Ich dachte, dass ich vielleicht mit urlConn.getDate() Ausgabe sehen könnte ob ich verbunden bin - da kommt aber nur eine 0 als Ausgabe. Bin ich auf dem richtigen Weg?

Und wenn ich dann weiß, dass ich verbunden bin, wie fische ich dann eine Datei von der Festplatte, bastel sie in ein Bytearray um sie dann auf dem Server abzulegen...?

Das Letzte dann noch: Ich bin ja dann auf einem ftp Server - muss ich die connection von Hand wieder beenden(bzw mit einem urlConn....close...shutdown...was weis ich...) beenden??

Gruß ConBug!

 :bahnhof:


----------



## P3AC3MAK3R (9. Jul 2004)

Verschoben: Netzwerkprogrammierung mit Java


----------



## DP (11. Jul 2004)

so bekommst du imho nie einen upload hin. nimm dir ein framework (ich kann aus produktionserfahrung bis auf wenige ausnahmen das lgpl von enterprisedt empfehlen.

damit kannst du auf dem server machen was du willst.

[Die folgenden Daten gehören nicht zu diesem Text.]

PR #175, opened 2020-01-28
Fixed wrong statement about inverting noise matrix

jahanclaes:
The textbook claimed that "To obtain an inverse, we need the colums of the original matrix to be orthogonal to each other." This isn't true, you just need the determinant to be nonzero. Matrices with nonzero determinant are a set of measure zero, so you will never actually get one from any numerical procedure.

On the other hand, it IS true that when the determinant is very small, the inverse is very sensitive to noise. This isn't fixed by using the pseudoinverse, though. You just need to do careful error propagation.

### DIFF
--- a/content/ch-quantum-hardware/measurement-error-mitigation.ipynb
+++ b/content/ch-quantum-hardware/measurement-error-mitigation.ipynb
@@ -262,10 +262,6 @@
     "Unfortunately, this is the exact opposite of what we need. Instead of a way to transform ideal counts data into noisy data, we need a way to transform noisy data into ideal data. In linear algebra, we do this for a matrix $M$ by finding the inverse matrix $M^{-1}$,\n",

wenn du codebeispiele brauchst, dann sag bescheid.

cu


----------



## Felix (11. Jul 2004)

DP hat gesagt.:
			
		

> nimm dir ein framework (ich kann aus produktionserfahrung bis auf wenige ausnahmen das lgpl von enterprisedt empfehlen.
> 
> damit kannst du auf dem server machen was du willst.
> cu



 :?: ich habe ein ähnliches problem, wo bekomme ich dieses framework?

MFG
Felix


----------



## DP (11. Jul 2004)

Felix hat gesagt.:
			
		

> DP hat gesagt.:
> 
> 
> 
> ...



hier:

http://www.enterprisedt.com/products/edtftpj/overview.html 

grüße


----------



## ConBug (12. Jul 2004)

@DP

Danke schön, ich habe mir das mal angeschaut - sieht für dn Zweck ftp gut aus. 
Ich muss im Endefekt aber ganz woanders hin...wie ich gerade merke...das Ganze wird mit ftp Server doch überhaupt nix mehr zu tun haben, daher werde ich zwei Programme basteln müssen, Server + Client über eine Socket Verbindung.

Aber es schent ja trotzdem hilfreich gewesen zu sein...für mich, weil ich jetzt weiß, dass es anders werden muss und

für Felix weil der das villeicht so benutzn kann.

Danke - Gruß ConBug


----------



## Felix (12. Jul 2004)

Herzlichen Dank


----------